有酸素運動 vs 筋トレ。どちらがメンタルに効くか

「ランニングとウェイトトレーニング、どっちがメンタルにいいんですか?」

これは、よく聞かれる質問です。

答えは、「どちらも効く。できれば両方」です。

BMJのメタ分析[1]では、有酸素運動(ウォーキング・ジョギング)の効果量がg = -0.63、筋トレがg = -0.49でした。有酸素運動のほうがやや効果が大きい。しかし、2023年のメタ分析では、有酸素運動と筋トレを組み合わせた場合、それぞれ単独よりもうつ症状の改善が大きいという結果が出ています[9]。

クロスフィットがメンタルに効く理由の一つは、まさにここにあるのかもしれません。毎回のワークアウトで、バーベル(筋トレ)とランニングやローイング(有酸素運動)が組み合わされている。

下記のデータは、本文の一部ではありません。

PR #829, opened 2020-06-12
Skip the specified classes on exception breakpoint or stepping

### LINKED ISSUE #628: Support step "Just My Code"
Provide a feature to only step my files from my own project, and skip the library files. It's like 'Just my code' feature in Visual Studio.

### LINKED ISSUE #756: Break on exception in Java for “just my code”
##### Environment
- Operating System: Win10
- JDK version: 
- Visual Studio Code version: 1.41.1
- Java extension version: 0.55.1
- Java Debugger extension version: 0.24.0

##### Question
How can I configure VS Code to only break on an exception in "just my code"? I've messed around w/ the Uncaught Exceptions & Caught Exceptions but they are not scoped to my code.

Something like [Visual Studio -> Enable or disable Just My Code](https://docs.microsoft.com/en-us/visualstudio/debugger/just-my-code?view=vs-2019#BKMK_Enable_or_disable_Just_My_Code).

testforstephen:

It requires https://github.com/microsoft/java-debug/pull/334

Close #756
Close #628


testforstephen:
When you just want to break on exception for "Just My Code", you can 
```json
    "java.debug.settings.exceptionBreakpoint.skipClasses": [
        "$JDK", // Skip the JDK classes.
        "$Libraries" // Skip the classes from the application libraries.
    ],
```

When you just want to step into "Just My Code", then you can 
```json
    "java.debug.settings.stepping.skipClasses": [
        "$JDK", // Skip the JDK classes.
        "$Libraries" // Skip the classes from the application libraries.
    ]
```

Also, you could add a specific class name expression, e.g. java.*, *.Foo to skip the classes.

src/classFilter.ts
```diff
@@ -0,0 +1,49 @@
...
+
+export async function substituteFilterVariables(skipClasses: string[]): Promise<any> {
+    if (!skipClasses) {
+        return [];
+    }
+
+    try {
+        // Preprocess skipClasses configurations.
+        if (Array.isArray(skipClasses)) {
+            const index = skipClasses.findIndex((filter) => filter === "$JDK" || filter === "$Libraries");
```
jdneo, line 29: How about directly get the boolean value: `const hasReservedName = skipClasses.some((filter) => filter === "$JDK" || filter === "$Libraries");`

Eskibear:
Here at a user's perspective, I don't see the meaning of $JDK and $Libraries.
- $JDK, does it mean java.* and javax.*, or even including javafx.*?  Then why there's an explicit `java.lang.classloader` in default value?
- $Library. This is vague, it might be better to add more description?

testforstephen:
> Here at a user's perspective, I don't see the meaning of $JDK and $Libraries.
> 
> * $JDK, does it mean java.* and javax._, or even including javafx._?  Then why there's an explicit `java.lang.classloader` in default value?
> * $Library. This is vague, it might be better to add more description?

Reasonable concern. Addressed.

PR #881, opened 2020-09-10
Allow to cancel resolveMainMethod codelens command

testforstephen:
This works with PR https://github.com/microsoft/java-debug/pull/350


testforstephen:
Try to edit a unit test file for a while, below is the profiling result.

resolveMainMethod command is triggered 21 times, but the resolveMainMethodCore only runs 13 times, that means the cancel is hit 8 times.
image

Eskibear (approved):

一度のセッションで、両方の恩恵を受けられるのです。


世界の「筋トレとメンタルヘルス」の潮流

筋トレとメンタルヘルスの関係は、世界的に注目度が上がっています。

アメリカでは、退役軍人省(VA)がPTSD(心的外傷後ストレス障害)の治療プログラムに筋トレを正式に組み込みました。退役軍人を対象とした研究では、12週間の筋トレプログラムがPTSD症状とうつ症状の両方を有意に改善したと報告されています[10]。

イギリスの「Mental Health Foundation」は、2023年のレポートで「筋力トレーニングは、有酸素運動と並んでメンタルヘルスの改善に有効なエビデンスベースのアプローチ」と位置づけました[11]。

日本でも、近年「筋トレとメンタルヘルス」に関する関心が高まっています。Testosteroneさん(筋トレ系インフルエンサー)の著書『筋トレが最強のソリューションである』がベストセラーになったのは、科学とは別のルートで同じメッセージが広まった例です。大事なのは、この「体感的な真実」に科学が追いついてきた、ということ。


バーベルが教えてくれること

クロスフィットでは、ほぼ毎回バーベルを使います。

重いものを持ち上げた後の感覚は独特です。「あの重さを動かせた」という事実が、その日一日を支えてくれる。落ち込んでいた日でも、トレーニングを終えると「まあ、なんとかなるか」と思える。

これは気のせいではなく、科学的に説明がつく現象です。

先日、仕事で大きなストレスを抱えた日がありました。夜のジムに行くか迷いましたが、結局行った。その日のWODは重いクリーン&ジャーク。100kgのバーベルを頭上に差し上げた瞬間、さっきまで抱えていた悩みが、文字通り「軽く」感じました。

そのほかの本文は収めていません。